'.zzz File Extension' Ransomware

Ransomware variants have exploded in the last couple of years. In the first weeks of 2016, PC security researchers have already observed dozens of new variants of TeslaCrypt an infamous encryption ransomware infection released in early 2015. The '.zzz File Extension' Ransomware is one of these variants. The '.zzz File Extension' Ransomware and its many variants coincide with the newest version of TeslaCrypt, named TeslaCrypt 3.0. This newest version of this ransomware Trojan removes a vulnerability that had previously allowed malware researchers to obtain the decryption key from the infection and help computer users decrypt their files. The '.zzz File Extension' Ransomware and other variants are very likely to be related to a recent implementation of TeslaCrypt as RaaS (Ransomware as a Service).

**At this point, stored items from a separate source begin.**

PR #1846, opened 2017-12-16
Replace the all-red highlighted messages with a dot marker

astorije:
This re-uses the shape and color of the notification dot.

Browser | Mobile
--- | ---
screen shot 2017-12-16 at 17 16 04 | screen shot 2017-12-16 at 17 16 18

This can definitely use some CSS tweaking.
What do people think?

Marking as v3 if it makes it because it's sufficiently disrupting...

### DIFF
--- a/client/css/style.css
+++ b/client/css/style.css
@@ -1026,6 +1026,22 @@ kbd {
 	position: relative;
 }
 
+#chat .channel .message.highlight::before {
+	display: inline-block;
+	content: " ";
+	background: #e74c3c;
+	height: 16px;
+	min-width: 16px;
+	border-radius: 8px;
+	margin-top: 5px;
+	margin-left: 10px;
+	margin-right: -5px;
+}
+
+#chat .channel .message.highlight .from {
+	width: 113px; /* 134px original - 5px margin - 16px highlight dot width */
+}
+
 #chat .content {
 	flex: 1 1 auto;
 	min-width: 0;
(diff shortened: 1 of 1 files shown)


client/css/style.css
```diff
@@ -2243,6 +2256,12 @@ part/quit messages where we don't load previews (adds a blank line otherwise) */
 		padding: 5px 10px;
 	}
 
+	#chat .channel .message.highlight::before {
+		margin: 0;
+		height: 12px;
+		min-width: 12px;
```
astorije: I wanted to leave this at 16px, but I get some weird alignment issues beyond 12px (even though the text is supposed to be 18px high, I don't entirely understand).

client/css/style.css
```diff
@@ -1026,6 +1026,22 @@ kbd {
 	position: relative;
 }
 
+#chat .channel .message.highlight::before {
+	display: inline-block;
+	content: " ";
+	background: #e74c3c;
+	height: 16px;
+	min-width: 16px;
```
astorije: Can't use `width`: multiline messages hide half the dot.

client/css/style.css
```diff
@@ -1026,6 +1026,22 @@ kbd {
 	position: relative;
 }
 
+#chat .channel .message.highlight::before {
+	display: inline-block;
```
astorije: `inline-block` so it's compatible with all our responsive width.

williamboman:
I thinks this looks really awkward. I like the idea, but right now it's too obnoxious imho. What about something like this?

screenshot 2018-03-07 at 11 57 16

xPaw:
Gonna close this to keep the discussion in #1847.

astorije:
Superseded by https://github.com/thelounge/thelounge/pull/2526.

PR #1847, opened 2017-12-16
Replace current highlight with a highlight on entire message

astorije:
This is an alternative attempt at #1846.
So far I prefer the other result, but that's a personal preference. Also it seems like there will be more color-related issues with this way of doing so, which does not bode well with accessibility.

Browser | Mobile
--- | ---
screen shot 2017-12-16 at 17 54 44 | screen shot 2017-12-16 at 17 54 59

At the moment the fading-out gradient for long nick is broken with this. I'll try to fix it if that's what we go with.

### DIFF
--- a/client/css/style.css
+++ b/client/css/style.css
@@ -1174,11 +1174,20 @@ kbd {
 }
 
 #chat .error,
-#chat .error .from,
-#chat .channel .highlight .from,
-#chat .channel .highlight .text,
-#chat .channel .highlight .user {
-	color: #f00;
+#chat .error .from {
+	color: #e74c3c;
+}
+
+#chat .channel .message.highlight {
+	background-color: rgba(231, 76, 60, 0.5);
+}
+
+#chat .channel .message.highlight .from {
+	border-right: 1px solid rgba(231, 76, 60, 0.5);
+}
+
+#chat .channel .message.highlight .from::after {
+	background: transparent;
 }
 
 #chat .toggle-button.opened, /* Thumbnail toggle */
@@ -2243,6 +2252,13 @@ part/quit messages where we don't load previews (adds a blank line otherwise) */
 		padding: 5px 10px;
 	}
 
+	#chat .channel .message.highlight {
+		margin-left: -10px;
+		margin-right: -10px;
+		padding-left: 10px;
+		padding-right: 10px;
+	}
+
 	#chat .msg {
 		display: block;
 		padding: 2px 0;
@@ -2250,6 +2266,7 @@ part/quit messages where we don't load previews (adds a blank line otherwise) */
 
 	#chat .time,
 	#chat .from,
+	#chat .channel .message.highlight .from,
 	#chat .content {
 		border: 0;
 		display: inline;
--- a/client/themes/morning.css
+++ b/client/themes/morning.css
@@ -166,11 +166,16 @@ body {
 }
 
 #chat .error,
-#chat .error .from,
-#chat .channel .highlight,
-#chat .channel .highlight .from,
-#chat .channel .highlight .text {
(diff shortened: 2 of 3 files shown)


christer88:
As talked about on IRC, the contrast in colours is a bit much in the example above. Using the colour of the background in a different shade, would in my opinion look very good! (as shown below, where a different shade of grey colour is used)

irccloud

astorije:
> Using the colour of the background in a different shade, would in my opinion look very good!

That would be some kind of light gray on example theme, what do you think?

Also, that would require fixing some contrasts like the one on time.

christer88:
It would yes. Not tested how it would look like.

Including some examples below.

IRCCloud white background:
irccloud_white

Discord white background:
discord_white

xPaw:
Looking at the first screenshot, it's very attention grabbing, I still prefer the way I did it in Solarized theme where only time and nick parts are colored.

astorije:
> Looking at the first screenshot, it's very attention grabbing

I agree, and that's why I prefer #1846, and even more so when we have a way to navigate through the highlights with an element of the UI. ***That*** would be sweet.

I'm really not a fan of the Solarized version though. I get the goal, but I don't think it looks really good, and I think we can do something a bit nicer, but not just with CSS tweaks (i.e. said UI element to navigate).
I'll see if I can come up with something, at least a prototype to validate the idea or trash it.

YaManicKill:
Yeah, I'm not a fan of this one. I think if forced to choose between the status quo, this one and #1846 , I'd go for #1846. I definitely prefer the way @xPaw did it in solarized, but if people don't want that in master, I'm totally fine with it just being in the theme. For default, I can see the reasons for doing #1846 instead, and it's much nicer than what we have. This one is ... a bit hash.

christer88:
I would rather keep the current solution than #1846. #1846 is just not visible enough when scrolling through the chat to see where you was highlighted.

McInkay:
Alright, I think I've changed my mind on this.

I think if I were to choose between this one, status quo and #1846, I'd go for this one now.

I still prefer the one on the solarized theme, but this might be better for the default these. It's definitely more obvious, and that's the point of a highlight.

xPaw:
I'm experimenting further with highlights in Solarized, and find that this approach works quite well:

- Change background color to be lighter
- Small border on the left of the message that is high contrast



I think this approach works quite well for number of reasons:
- Light background color change isn't always visible: low contrast, bad displays
- Changing background color to something substantial: very annoying, hurts text readability
- Using a simple dot/border (like in the other PR) makes it harder to scan messages

McInkay:
I do like it, I think it gives the advantages of all the approaches we've come to, while trying to deal with a couple of the disadvantages of them as well.

The key point is that the side line (or whatever it ends up being, whether it's a dot in default or whatever) needs to be very visible, but the background colour needs to be not *too* different so that everything is still readable.

I notice that you change the colour of the time as well. Is that deliberate?

xPaw:
> I notice that you change the colour of the time as well. Is that deliberate?

Currently, yes. As I said, experimenting with different approaches.

xPaw:
Just to come back to this: I am still using the same style as shown in my screenshot above. I very much enjoy this approach.

astorije:
@xPaw, I like your approach too. I gave it a shot in the bundled themes, using colors given by https://color.adobe.com/ to match our main color, in my branch at #2315 to match it with our actual "new" blue:

screen shot 2018-06-04 at 00 37 44
screen shot 2018-06-04 at 00 44 08

What do you think?

benharri:
@astorije, that looks great!

astorije:
Superseded by https://github.com/thelounge/thelounge/pull/2526.

PR #1850, opened 2017-12-17
Format whois as a definition list

xPaw:

### DIFF
--- a/client/css/style.css
+++ b/client/css/style.css
@@ -1483,6 +1483,25 @@ part/quit messages where we don't load previews (adds a blank line otherwise) */
 	display: inline-block;
 }
 
+.whois {
+	display: -ms-grid; /* Edge 15- */
+	display: grid;
+	-ms-grid-template-columns: max-content auto;
+	grid-template-columns: max-content auto;
+	margin: 0;
+}
+
+.whois dt {
+	-ms-grid-column-start: 1;
+	grid-column-start: 1;
+	margin-right: 20px;
+}
+
+.whois dd {
+	-ms-grid-column-start: 2;
+	grid-column-start: 2;
+}
+
 #form {
 	background: #eee;
 	border-top: 1px solid #ddd;
--- a/client/views/actions/whois.tpl
+++ b/client/views/actions/whois.tpl
@@ -1,93 +1,80 @@
-<div>
-	{{> ../user_name nick=whois.nick}}
-	<i class="hostmask">({{whois.user}}@{{whois.host}})</i>
-</div>
-{{#if whois.actualhost}}
-<div>
-	{{> ../user_name nick=whois.nick}}'s actual host is: <i>{{whois.actualhost}}</i> (<i>{{whois.actualip}}</i>)
-</div>
-{{/if}}
-{{#if whois.real_name}}
-<div>
-	{{> ../user_name nick=whois.nick}}'s real name is:
-	<b>{{{parse whois.real_name}}}</b>
-</div>
-{{/if}}
+<p>{{> ../user_name nick=whois.nick}}</p>
+<dl class="whois">
 {{#if whois.account}}
-<div>
-	{{> ../user_name nick=whois.nick}}
-	is logged in as <b>{{whois.account}}</b>
-</div>
+	<dt>Logged in as:</dt>
+	<dd>{{whois.account}}</dd>
 {{/if}}
+
+	<dt>Host mask:</dt>
+	<dd class="hostmask">{{whois.user}}@{{whois.host}}</dd>
+
+{{#if whois.actualhost}}
+	<dt>Actual host:</dt>
+	<dd class="hostmask"><a href="https://ipinfo.io/{{whois.actualip}}" target="_blank" rel="noopener">{{whois.actualip}}</a>{{#equal whois.actualhost whois.actualip}}{{else}} ({{whois.actualhost}}){{/equal}}</dd>
+{{/if}}
+
+{{#if whois.real_name}}
+	<dt>Real name:</dt>
+	<dd>{{{parse whois.real_name}}}</dd>
+{{/if}}
+
 {{#if whois.registered_nick}}
-<div>
-	{{> ../user_name nick=whois.nick}}
-	{{whois.registered_nick}}
-</div>
+	<dt>Registered nick:</dt>
+	<dd>{{whois.registered_nick}}</dd>
 {{/if}}
-{{#if whois.modes}}
-<div>
-	{{> ../user_name nick=whois.nick}}
-	{{whois.modes}}
-</div>
-{{/if}}
-{{#if whois.special}}
-<div>
-	{{> ../user_name nick=whois.nick}}
-	{{whois.special}}
-</div>
-{{/if}}
-{{#if whois.operator}}
-<div>
-	{{> ../user_name nick=whois.nick}}
-	{{whois.operator}}
-</div>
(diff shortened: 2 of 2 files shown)


MaxLeiter:
I think maybe `Secure` should be `Connection`

client/css/style.css
```diff
@@ -1475,6 +1475,20 @@ part/quit messages where we don't load previews (adds a blank line otherwise) */
 	display: inline-block;
 }
 
+.whois {
+	display: grid;
```
astorije: Look at us, jumping on the grid layout train!
That kills Edge 15 support though, but :man_shrugging: Edge 16 was released in October, so that should be fine.

client/css/style.css
```diff
@@ -1475,6 +1475,20 @@ part/quit messages where we don't load previews (adds a blank line otherwise) */
...
+	grid-template-columns: max-content auto;
+}
+
+.whois dt {
+	min-width: 150px;
```
astorije: Is there a way to make the second column start at "<width of longest text in first column> + margin" instead of a fixed width?
Thinking of those with different font family or size for example.

client/views/actions/whois.tpl
```diff
@@ -1,93 +1,79 @@
-<div>
-	{{> ../user_name nick=whois.nick}}
-	<i class="hostmask">({{whois.user}}@{{whois.host}})</i>
-</div>
+<p>{{> ../user_name nick=whois.nick}}</p>
+<dl class="whois">
+	<dt>Host mask</dt>
```
astorije: Could you add a `:` after all the `dt`s?

client/views/actions/whois.tpl
```diff
@@ -1,93 +1,79 @@
...
+	<dd>{{whois.modes}}</dd>
 {{/if}}
+
 {{#if whois.special}}
-<div>
-	{{> ../user_name nick=whois.nick}}
-	{{whois.special}}
-</div>
+	<dt>Special</dt>
+	<dd>{{whois.special}}</dd>
```
astorije: What is "special" in practice lol?

client/views/actions/whois.tpl
```diff
@@ -1,93 +1,79 @@
...
+	<dt>Help</dt>
+	<dd>is available for help</dd>
 {{/if}}
 {{#if whois.bot}}
-<div>
-	{{> ../user_name nick=whois.nick}}
-	is a bot
-</div>
+	<dt>Bot</dt>
+	<dd>is a bot</dd>
```
astorije: What about "Available for help: Yes/No", "Bot|Is a bot: Yes/No", etc.?

client/views/actions/whois.tpl
```diff
@@ -1,93 +1,79 @@
...
+	<dd>{{whois.special}}</dd>
 {{/if}}
+
 {{#if whois.operator}}
-<div>
-	{{> ../user_name nick=whois.nick}}
-	{{whois.operator}}
-</div>
+	<dt>Operator</dt>
+	<dd>{{whois.operator}}</dd>
```
astorije: Is this a boolean or a text value?

client/views/actions/whois.tpl
```diff
@@ -1,93 +1,79 @@
...
+	<dd>is a bot</dd>
 {{/if}}
+
 {{#if whois.channels}}
-<div>
-	{{> ../user_name nick=whois.nick}}
-	is on the following channels: {{{parse whois.channels}}}
-</div>
+	<dt>Channels</dt>
+	<dd>{{{parse whois.channels}}}</dd>
```
astorije: It would be cool if we could render this as "channel1, channel2, and channel3" instead of just all joined by a whitespace, but probably for another PR.

client/views/actions/whois.tpl
```diff
@@ -1,93 +1,79 @@
...
 {{/if}}
-{{#if whois.server}}
-<div>
-	{{> ../user_name nick=whois.nick}}
-	is connected to {{whois.server}} <i>({{whois.server_info}})</i>
-</div>
+
+{{#if whois.away}}
+	<dt>Away</dt>
+	<dd>{{{parse whois.away}}}</dd>
```
astorije: Isn't this going to always be "Away: true"? If so, could we do "Away: Yes/No" instead?

client/views/actions/whois.tpl
```diff
@@ -1,93 +1,79 @@
...
 {{/if}}
+
 {{#if whois.secure}}
-<div>
-	{{> ../user_name nick=whois.nick}}
-	is using a secure connection
-</div>
+	<dt>Secure</dt>
+	<dd>using a secure connection</dd>
```
astorije: I agree with @MaxLeiter, "Connection: Secure/Not secure" or "Secure connection: Yes/No" would be better IMO.

In general, if we can avoid making the keys optional based on the values (when possible), that would be sweet. I think it's better to see for example that a user is not away rather than not seeing anything if they're not away.

client/views/actions/whois.tpl
dgw: In markup or using `:after` in styles?

astorije: I would do it in markup, because it's relevant for a copy-and-paste.

client/views/actions/whois.tpl
creesch: Afaik it is a text value, you can actually see what is and isn't by looking at the current whois.tpl. When I did the previous PR for that I translated booleans to something userfriendly will directly showing anything else.

client/views/actions/whois.tpl
creesch: Afaik it also shows the away reason.

client/views/actions/whois.tpl
creesch: Whatever pleases the network.

client/css/style.css
creesch: > Edge 16 was released in October, so that should be fine.

Awfully optimistic about that as it is tied in with the fall creators update people have to install. Not to mention people limited by the IT department at their work. 
I am not saying the lounge should support older browser until the end of times, but I'd say this might be a bit soon as far as browser support goes. 

Seems like you can be a bit more in the clear using a -ms- prefix here.

client/views/actions/whois.tpl
xPaw: Displaying all possible fields that aren't set would be a lot of useless information, in my opinion.

client/css/style.css
astorije: Yeah, `-ms-` for grid layout is reasonable. We usually support "last 2 browsers", though we have no test running on browsers to kind of prove it (nor correct tests for that) yet.

client/views/actions/whois.tpl
astorije: It depends, for example secure/insecure connection might be a good one to always display.
I'd favor negative (as in, not `true`) information over no information. For example, I never realized we were showing if the user was a bot or not. I'd have to find a bot to discover, and wonder otherwise. Not a terrific experience :/

client/css/style.css
```diff
@@ -1483,6 +1483,25 @@ part/quit messages where we don't load previews (adds a blank line otherwise) */
 	display: inline-block;
 }
 
+.whois {
+	display: -ms-grid; /* Edge 15- */
```
YaManicKill: Euch, can we add autoprefixer into webpack rather than adding these into the source?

The Infection Process Used by the the '.zzz File Extension' Ransomware

It's not difficult to understand how the '.zzz File Extension' Ransomware infects a computer, since it uses an approach similar to most other encryption ransomware:

1. The '.zzz File Extension' Ransomware may be delivered using typical threat delivery methods, such as corrupted email attachments.
2. Once the '.zzz File Extension' Ransomware enters a computer, it performs a scan of the victim's hard drives. The '.zzz File Extension' Ransomware and its variants are unique in that they target video game files as well as common ransomware targets. The '.zzz File Extension' Ransomware and its variants look for files with the following file extensions:

.7z; .rar; .m4a; .wma; .avi; .wmv; .csv; .d3dbsp; .sc2save; .sie; .sum; .ibank; .t13; .t12; .qdf; .gdb; .tax; .pkpass; .bc6; .bc7; .bkp; .qic; .bkf; .sidn; .sidd; .mddata; .itl; .itdb; .icxs; .hvpl; .hplg; .hkdb; .mdbackup; .syncdb; .gho; .cas; .svg; .map; .wmo; .itm; .sb; .fos; .mcgame; .vdf; .ztmp; .sis; .sid; .ncf; .menu; .layout; .dmp; .blob; .esm; .001; .vtf; .dazip; .fpk; .mlx; .kf; .iwd; .vpk; .tor; .psk; .rim; .w3x; .fsh; .ntl; .arch00; .lvl; .snx; .cfr; .ff; .vpp_pc; .lrf; .m2; .mcmeta; .vfs0; .mpqge; .kdb; .db0; .DayZProfile; .rofl; .hkx; .bar; .upk; .das; .iwi; .litemod; .asset; .forge; .ltx; .bsa; .apk; .re4; .sav; .lbf; .slm; .bik; .epk; .rgss3a; .pak; .big; .unity3d; .wotreplay; .xxx; .desc; .py; .m3u; .flv; .js; .css; .rb; .png; .jpeg; .txt; .p7c; .p7b; .p12; .pfx; .pem; .crt; .cer; .der; .x3f; .srw; .pef; .ptx; .r3d; .rw2; .rwl; .raw; .raf; .orf; .nrw; .mrwref; .mef; .erf; .kdc; .dcr; .cr2; .crw; .bay; .sr2; .srf; .arw; .3fr; .dng; .jpeg; .jpg; .cdr; .indd; .ai; .eps; .pdf; .pdd; .psd; .dbfv; .mdf; .wb2; .rtf; .wpd; .dxg; .xf; .dwg; .pst; .accdb; .mdb; .pptm; .pptx; .ppt; .xlk; .xlsb; .xlsm; .xlsx; .xls; .wps; .docm; .docx; .doc; .odb; .odc; .odm; .odp; .ods; .odt.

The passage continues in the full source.